Miserable, miserable, indeed, is the reasoning which would infer any man's guilt from his agitation when he found himself accused of a heinous offense; when he saw evidence which he might know to be false and fraudulent brought against him; when his house was filled, from the garret to the cellar, by those whom he might esteem as false witnesses; and when he himself, instead of being at liberty to observe their conduct and watch their motions, was a prisoner in close custody in his own house, with the fists of a catchpoll clenched upon his throat.
From the time of the robbery to the arrest, five or six weeks, the defendants were engaged in their usual occupations. They are not found to have passed a dollar of money to anybody. They continued their ordinary habits of labor. No man saw money about them, nor any circumstance that might lead to a suspicion that they had money. Nothing occurred tending in any degree to excite suspicion against them. When arrested, and when all this array of evidence was brought against them, and when they could hope in nothing but their innocence, immunity was offered them again if they would confess. They were pressed, and urged, and allured, by every motive which could be set before them, to acknowledge their participation in the offense, and to bring out their accomplices. They steadily protested that they could confess nothing because they knew nothing. In defiance of all the discoveries made in their house, they have trusted to their innocence.

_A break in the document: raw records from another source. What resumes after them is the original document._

PR #744, opened 2015-05-14
fix (possible) bugs revealed by upcoming UR change

nnutter:


nnutter:
I'm labeling this a _work in progress_ because I'm not sure this is the correct thing to do yet as I don't yet understand what caused the change in behavior.

brummett:
These changes are needed because creating an observer now always starts a software transaction.

[this change](https://github.com/genome/UR/pull/78/files#diff-2a4eac961f1cc71c7d72fbb0d4392a09R275) explains why get() needs to work in Genome::Report.

For the other two, when the first software transaction is started, it sets ```$UR::Context::Transaction::log_all_changes``` to true, but it never gets set back to false when all software transactions are done.  Since observers are created as Genome starts up, all changes get UR::Change objects created for them.  UR::Context::Transaction should probably set ```$log_all_changes``` back to false when the last software transaction gets committed or rolled back.

nnutter:
I added a commit to genome/UR#78 to disable `log_all_changes` when last transaction is rolled back or committed.  I think these Genome changes still should be merged.  I still stand by the `Genome::Report` commit message; either removing the `get()` override is acceptable or it should not be a `UR::Object`.  For the others the UR change would avoid the issue but I believe it revealed that they had a bug that.

tmooney:
+1.  Calling `get()` for `Genome::Report` doesn't really make sense as a user, but it seems fine to let the system recall an object it knows about that way.  Maybe `get()` should be noisy if someone tries to `get()` by something other than ID (sort of like `Genome::SoftwareResult` but for different reasons)?

nnutter:
@tmooney, I was thinking about that too.  I feel like it wouldn't take long for someone to figure out `get()` doesn't work.

acoffman:
+1

nnutter:
Merging earlier because this is required to get the lane-qc test passing.

PR #745, opened 2015-05-14
Allow specifying the command as a list in Genome::Sys->shellcmd

tmooney:
This skips the `bash -c` and eliminates the need to worry about properly quoting arguments!  (The old way is still available for using commands that involve pipes and the like.)

* Should whether or not to use `bash -c` when supplying an array be a separate option?

### DIFF
--- a/lib/perl/Genome/Sys.pm
+++ b/lib/perl/Genome/Sys.pm
@@ -1533,7 +1533,7 @@ sub shellcmd {
                         @cmdline = ('bash', '-c', "$shellopts_part $cmd");
                     }
 
-                    exec(@cmdline)
+                    exec { $cmdline[0] } (@cmdline)
                         or do {
                             print STDERR "Can't exec: $!\nCommand line was: ",join(' ', @cmdline),"\n";
                             exit(127);
--- a/lib/perl/Genome/Sys.pm
+++ b/lib/perl/Genome/Sys.pm
@@ -1405,6 +1405,12 @@ sub shellcmd {
 
     my ($t1,$t2,$elapsed);
 
+    my @cmdline;
+    if (ref($cmd) and ref($cmd) eq 'ARRAY') {
+        @cmdline = @$cmd;
+        $cmd = join(' ', map $self->quote_for_shell($_), @cmdline);
+    }
+
     # Go ahead and print the status message if the cmd is shortcutting
     if ($output_files and @$output_files) {
         my @found_outputs = grep { -e $_ } grep { not -p $_ } @$output_files;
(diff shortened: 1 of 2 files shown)


lib/perl/Genome/Sys.pm
```diff
@@ -1409,6 +1409,12 @@ sub shellcmd {
 
     my ($t1,$t2,$elapsed);
 
+    my @cmdline;
+    if (ref($cmd) and ref($cmd) eq 'ARRAY') {
+        @cmdline = @$cmd;
+        $cmd = join(' ', map $self->quote_for_shell($_), @cmdline));
```
nnutter: Extra paren here.

nnutter: It's sorta formal but I think you should rebase or merge `master` to get your `quote_for_shell` change in to this branch.

lib/perl/Genome/Sys.pm
```diff
@@ -1409,6 +1409,12 @@ sub shellcmd {
 
     my ($t1,$t2,$elapsed);
 
+    my @cmdline;
+    if (ref($cmd) and ref($cmd) eq 'ARRAY') {
```
nnutter: Should this `croak` if `set_pipefail` was passed in as an argument?  Hopefully it's obvious to developers that the list version doesn't support piping and so doesn't support the `set_pipefail` option?

nnutter:
I'm glad to see this!  I've been wanting to do this for awhile but had convinced myself it would be hard.

nnutter:
:+1: with the possible caveat that I think this really does depend on the improved `quote_for_shell`.

lib/perl/Genome/Sys.pm
tmooney: Hah, this will be the third time I've removed this paren.  (It came back in a previous rebase I did--doh!)  You're right, the `quote_for_shell` change is important for this.  I will rebase.

lib/perl/Genome/Sys.pm
tmooney: Seems reasonable; I've added a check for this.

tmooney:
I've changed the `exec` line to use the "indirect object" syntax to avoid possibly spawning a shell if the `@cmdline` is only a single item.

lib/perl/Genome/Sys.pm
```diff
@@ -1518,8 +1528,12 @@ sub shellcmd {
...
                     # pipefail option useless.
                     local $SIG{PIPE} = 'DEFAULT';
-                    my @cmdline = ('bash', '-c', "$shellopts_part $cmd");
-                    exec(@cmdline)
+
+                    unless (@cmdline) {
+                        @cmdline = ('bash', '-c', "$shellopts_part $cmd");
+                    }
+
+                    exec { $cmdline[0] } (@cmdline)
```
nnutter: You could also do,

```
exec shift @cmdline, @cmdline;
```

nnutter: Never mind,

```
$ perl -e 'use strict; use warnings; my @a = (q(time echo foo)); exec { $a[0] } @a;'
Can't exec "time echo foo": No such file or directory at -e line 1.

$ perl -e 'use strict; use warnings; my @a = (q(time echo foo)); exec shift @a, @a;'
foo
0.00user 0.00system 0:00.00elapsed ?%CPU (0avgtext+0avgdata 1836maxresident)k
0inputs+0outputs (0major+75minor)pagefaults 0swaps
```

nnutter: > I've changed the `exec` line to use the "indirect object" syntax to avoid possibly spawning a shell if the `@cmdline` is only a single item.

Or as the previous comment shows, falling back on splitting words and sending as shell command.

acoffman:
+1

PR #746, opened 2015-05-14
cleaning up `genome model build start` a bit

nnutter:


lib/perl/Genome/Model/Build/Command/Start.pm
```diff
@@ -137,69 +139,52 @@ sub create_and_start_build {
...
+    catch {
+        $start_transaction->rollback();
+        $self->append_error($model->__display_name__, 'Build (' . $build->id . ') ' . $_);
+        $build->status('Unstartable');
+        $build->add_note(
+            header_text => 'apipe_cron_status',
+            body_text => $_,
+            auto_truncate_body_text => 1,
+        );
+        $build->model->build_requested(0);
```
tmooney: This isn't something you changed, but I think there's still a small hole in the `build_requested` locking.  Since the commit that sets `build_requested` to true may also contain updates to the model, any build we've already `create`d might be wrong by the time the lock is acquired either inside `$build->start` or here.

tmooney:
+1 :ice_cream: The new version is much easier to follow!

lib/perl/Genome/Model/Build/Command/Start.pm
nnutter: Yep, if I address that it will be a separate PR.

PR #747, opened 2015-05-14
Make Genome::Sys->create_symlink() idempotent

brummett:
There have been several builds in rt 104974 crashing because a call to create_symlink() fails due to the link already existing, but the existing link already has the same target as is being requested, and I can't figure out where the link is being created from.

It seems safe to allow this condition to succeed.

### DIFF
--- a/lib/perl/Genome/Sys.pm
+++ b/lib/perl/Genome/Sys.pm
@@ -899,7 +899,8 @@ sub create_symlink {
 
     unless (symlink($target, $link)) {
         if ($! == Errno::EEXIST) {
-            if (readlink($link) ne $target) {
+            my $current_target = readlink($link);
+            if (defined($current_target) and $current_target ne $target) {
                 Carp::croak("Link ($link) for target ($target) already exists.");
             }
         } else {
--- a/lib/perl/Genome/Sys.pm
+++ b/lib/perl/Genome/Sys.pm
@@ -901,7 +901,7 @@ sub create_symlink {
         my $symlink_error = $!;
         if ($symlink_error == Errno::EEXIST) {
             my $current_target = readlink($link);
-            if (defined($current_target) and $current_target ne $target) {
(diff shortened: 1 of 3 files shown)


lib/perl/Genome/Sys.pm
```diff
@@ -889,26 +889,23 @@ sub gidgrnam {
...
-
-    if ( -l $link ) { # the link exists, but does not point to something
-        Carp::croak("Link ($link) for target ($target) is already a link.");
-    }
-
-    unless ( symlink($target, $link) ) {
-        Carp::croak("Can't create link ($link) to $target\: $!");
+    unless (symlink($target, $link)) {
+        if ($! == Errno::EEXIST) {
+            if (readlink($link) ne $target) {
```
tmooney: This will create a warning if `$link` exists but isn't a symlink.

nnutter: An _uninitialized value_ warning.

lib/perl/Genome/Sys.pm
```diff
@@ -889,26 +889,23 @@ sub gidgrnam {
...
-    }
-
-    if ( -l $link ) { # the link exists, but does not point to something
-        Carp::croak("Link ($link) for target ($target) is already a link.");
-    }
-
-    unless ( symlink($target, $link) ) {
-        Carp::croak("Can't create link ($link) to $target\: $!");
+    unless (symlink($target, $link)) {
+        if ($! == Errno::EEXIST) {
```
nnutter: We should probably save `$!` to a variable.

brummett:
Added new commits to address both concerns

nnutter:
:+1:

brummett:
One more commit to handle the case where it's asked to stomp over something that's not a link

nnutter:
Good catch!

brummett:
CI, test this

acoffman:
+1

PR #748, opened 2015-05-15
Small lumpy fixes

apregier:
I am hoping to run lumpy in a build - putting in some remaining small fixes to try it out.

### DIFF
--- a/lib/perl/Genome/Model/Tools/DetectVariants2/Lumpy.pm
+++ b/lib/perl/Genome/Model/Tools/DetectVariants2/Lumpy.pm
@@ -17,7 +17,12 @@ class Genome::Model::Tools::DetectVariants2::Lumpy {
             calculate_from => ['_temp_staging_directory'],
             calculate => q{ File::Spec->join($_temp_staging_directory, 'legend.tsv'); },
         },
-    ]
+    ],
+    has_param => [
+        lsf_resource => {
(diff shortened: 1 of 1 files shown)


ebelter:
+1

lib/perl/Genome/Model/Tools/DetectVariants2/Lumpy.pm
```diff
@@ -17,7 +17,12 @@ class Genome::Model::Tools::DetectVariants2::Lumpy {
             calculate_from => ['_temp_staging_directory'],
             calculate => q{ File::Spec->join($_temp_staging_directory, 'legend.tsv'); },
         },
-    ]
+    ],
+    has_param => [
+        lsf_resource => {
+            default_value => "-M 16000000 -R 'select[mem>16000] rusage[mem=16000]'",
```
tmooney: This should probably include a request for some temp space.

apregier: Yeah, my test build ran into that problem!  I am also going to investigate whether we can use StreamGraph to optimize this a little bit and not write out some of the files.  But we will still need temp space.

apregier:
New versions of lumpy are much easier to run, so I don't think it is worth the effort to get this version working.

PR #750, opened 2015-05-15
acquire build_requested lock before creating builds to start

nnutter:
@tmooney pointed out that if something else were updating the model between
when we created the build and turned off `build_requested` then we would turn
off `build_requested` prematurely.  This changes it so we disable
`build_requested` (within a transaction) prior to even creating the build so
that the `build_requested` locking prevents this race.


ebelter:
+1

tmooney:
+1 :octopus:

PR #751, opened 2015-05-16
avoid side effects if an allocation is rolled back

nnutter:
When an allocation is rolled back UR would, for example, run
`$a->archivable(0)` which since `archivable` is an overriden property would
have unintended side-effects.

### DIFF
--- a/lib/perl/Genome/Disk/Allocation-rollback.t
+++ b/lib/perl/Genome/Disk/Allocation-rollback.t
@@ -22,6 +22,6 @@ subtest 'regression test for RT 105743' => sub {
     my $a_iter = Genome::Disk::Allocation->create_iterator();
     my $a = $a_iter->next;
     ok($a, 'got an allocation');
-    ok(UR::Context->rollback, 'rolled back again to induce arhivable side-effects');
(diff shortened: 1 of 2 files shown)


lib/perl/Genome/Disk/Allocation-rollback.t
```diff
@@ -0,0 +1,27 @@
...
+    # destroyed during UR::Context->rollback().  "Random" hash ordering would
+    # sometimes cause the destruction of observers before other, dependent
+    # rollback actions ran.  In this test we rollback twice to not depend on
+    # the hash ordering.
+    plan tests => 4;
+    ok(UR::Context->rollback, 'rolled back to induce destruction of necessary observers');
+    my $a_iter = Genome::Disk::Allocation->create_iterator();
+    my $a = $a_iter->next;
+    ok($a, 'got an allocation');
+    ok(UR::Context->rollback, 'rolled back again to induce arhivable side-effects');
```
tmooney: Typo: `arhivable`.

tmooney:
+1 modulo typo :musical_keyboard:

acoffman:
+1

PR #752, opened 2015-05-16
validate values to hash

nnutter:
We had a case where no sponsor was found for a build which caused a warning
about odd number of elements in the hash and then failed downstream.

### DIFF
--- a/lib/perl/Genome/SoftwareResult/User.pm
+++ b/lib/perl/Genome/SoftwareResult/User.pm
@@ -191,10 +191,18 @@ sub _role_for_type {
 sub user_hash_for_build {
     my $class = shift;
     my $build = shift;
+    unless ($build) {
+        Carp::croak q(user_hash_for_build requires 'build' as an argument);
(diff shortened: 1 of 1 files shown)


ebelter:
+1

lib/perl/Genome/SoftwareResult/User.pm
```diff
@@ -191,10 +191,18 @@ sub _role_for_type {
 sub user_hash_for_build {
     my $class = shift;
     my $build = shift;
+    unless ($build) {
+        Carp::croak q(user_hash_for_build requires 'build' as an argument);
+    }
+
+    my $sponsor = $build->model->analysis_projects // Genome::Sys::User->get(username => $build->model->run_as);
+    unless ($sponsor) {
+        die q(unable to determine sponsor for build);
```
tmooney: It might be useful if this message included the build ID.

tmooney:
+1 :cool:

PR #753, opened 2015-05-16
fix `register_callback` call because subject is not valid for that API

nnutter:
This was not caught by testing on the PR because `GENOME_NESSY_SERVER` isn't
set on PR tests (yet).


nnutter:
Merging to fix `master`.  Please audit.

tmooney:
+1 :+1: I could successfully `get` a `UR::Context::Process` by class and ID, just to be sure.

PR #757, opened 2015-05-18
Remove alert from `genome disk group available-space` report

tmooney:
I'm migrating this to a Jenkins task, so that will be responsible for alerting if trouble arises.


nnutter:
Depending on how you want to integrate it you might want it to exit non-zero when it would have previously alerted.

tmooney:
Good idea--I've changed this to exit non-zero if any groups are low on space.

I'm currently using the Text Finder plugin marking it Unstable on low space. It'll be simpler once [this issue](https://issues.jenkins-ci.org/browse/JENKINS-23786) is resolved!

nnutter:
:+1:

acoffman:
+1

PR #1006, opened 2015-09-17
Remove picard path

jasonwalker80:
remove picard 1.123 path to jwalker directory.  It's also installed system-wide in /usr/share/java/


lib/perl/Genome/Model/Tools/Picard.pm
```diff
@@ -145,7 +145,6 @@ EOS
 # Please put the most recent first.
 my $sw_legacy_java = Genome::Config::get('sw_legacy_java');
 my @PICARD_VERSIONS = (
-    '1.123' => '/gscmnt/sata132/techd/solexa/jwalker/lib/picard-tools-1.123',
```
dufeiyu: Don't we need version 1.123 here ? just thought it should be $sw_legacy_java . '/samtools/picard-tools-1.123'

jasonwalker80: It was debian packaged by Ian a while back.  The hash version should not be necessary.

dufeiyu: You are correct. After second look on path_for_picard_version, it shows if no version is found in legacy hash, it will try to find one (like 1.123) from /usr/share/java/picard-tools*, which is kind of odd and might need refactoring later but is out of scope of this PR.  

+1

tmooney:
+1 :anchor:

PR #1007, opened 2015-09-17
A superseding alignment's samples must match the samples of the alignment it supersedes.

tmooney:
We encountered a situation wherein a BAM was superseded by another that was a combination of data for 16 samples.  This led to the per-sample BAMs being removed.


chrisamiller:
+1

dufeiyu:
Can this be made optional ? Sometimes there might be a need to get full list of superseding results, regardless of multiple or single sample.

tmooney:
Perhaps the the superseding BAM should have the same set of samples as the current BAM?

dufeiyu:
OK, agree. It makes more sense.

tmooney:
I've updated this PR with the requirement that the sample(s) be the same in both the original and the superseding alignment.

dufeiyu:
+1  if tests pass

PR #1008, opened 2015-09-18
Create a valid vcf

apregier:
The header doesn't have and entry for the INFO field TYPE


tmooney:
+1 :information_desk_person:

ebelter:
+1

On that, and on the candor and discernment of an enlightened jury, they still rely.
If the jury are satisfied that there is the highest improbability that these persons could have had any previous knowledge of Goodridge, or been concerned in any previous concert to rob him; if their conduct that evening and the next day was marked by no circumstance of suspicion; if from that moment until their arrest nothing appeared against them; if they neither passed money, nor are found to have had money; if the manner of the search of their house, and the circumstances attending it, excite strong suspicions of unfair and fraudulent practices; if, in the hour of their utmost peril, no promises of safety could draw from the defendants any confession affecting themselves or others, it will be for the jury to say whether they can pronounce them guilty.